29.  is ingenomen met de agenda van de Commissie voor „Nieuwe vaardigheden en banen”; constateert dat „flexizekerheid” met succes in sommige landen is toegepast, maar waarschuwt dat flexizekerheid-concepten hun potentieel niet kunnen ontvouwen in lidstaten waarvan de mogelijkheden tot versteviging van hun sociale beschermingsstelsels gering zijn als gevolg van budgettaire beperkingen en macro-economische onevenwichtigheden, en is van mening dat de segmentering van de arbeidsmarkt moet worden teruggedrongen door werknemers – ongeacht het type arbeidsovereenkomst waaronder zij vallen – adequate bescherming te bieden, met name de kwetsbare groepen onder hen; herinnert de Commissie eraan niet voorbij te gaan aan de noodzaak om te zorgen voor een sociaal rechtvaardige overgang naar een duurzamer en evenmin aan het grote potentieel van duurzame banen; onderstreept dat eventuele hervormingen van de arbeidsmarkt alleen met succes kunnen worden doorgevoerd door via overeenkomsten met de sociale partners een hoge mate van sociale consensus te bereiken;

Kerninitiatief „Europees platform tegen armoede en sociale uitsluiting”
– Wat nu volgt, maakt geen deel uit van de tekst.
PR #834, opened 2021-01-14
[ADD] Minor change - Webinars on top l10n_co

vbe-odoo:
l10n_co (Colombia):

The change is due to a request to add webinars we had per localization to improve the visibility of this as a tool both for customers and Odooers. Why at the beginning? This is because is the first thing you see when accessing the documentation.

30.  wijst erop dat de Europa 2020-strategie zich onder meer ten doel stelt de sociale omstandigheden te verbeteren van ten minste 20 miljoen mensen die door armoede en sociale uitsluiting worden bedreigd; dringt er bij de Commissie en de Raad op aan te zorgen voor volledige naleving van het Handvest van de grondrechten en de horizontale sociale clausule (artikel 9 VWEU), om te waarborgen dat alle beleidsmaatregelen een bijdrage leveren tot de verwezenlijking van de armoedebestrijding als doelstelling, in plaats van deze te ondermijnen;

31.  doet een beroep op de lidstaten om zich in te zetten voor de bestrijding van de armoede onder kinderen via passende maatregelen, zodat kinderen niet in hun persoonlijke ontwikkeling worden beperkt en niet worden achtergesteld bij hun intrede in het beroepsleven;

32.  is ingenomen met de voorstellen voor een Europees Platform tegen armoede en sociale uitsluiting, maar pleit voor meer concrete maatregelen om sociale integratie, en met name de versterking van de sociale open coördinatiemethode, te bewerkstelligen via een geïntegreerde strategie waarbij zowel nationale als lokale belanghebbenden moeten worden betrokken, waaronder mensen die met armoede en sociale uitsluiting worden geconfronteerd; herhaalt zijn oproep voor een bredere agenda om fatsoenlijk werk te bevorderen, de werknemersrechten in geheel Europa te waarborgen en de werkomstandigheden te verbeteren, ongelijkheid en discriminatie aan te pakken en armoede onder werkenden („werkende armen”) te bestrijden;

o
o   o

33.  verzoekt zijn Voorzitter deze resolutie te doen toekomen aan de Europese Raad en de Commissie.

(1) Aangenomen teksten, P7_TA(2010)0224.
(2) Aangenomen teksten, P7_TA(2010)0376.
(3) Aangenomen teksten, P7_TA(2010)0491.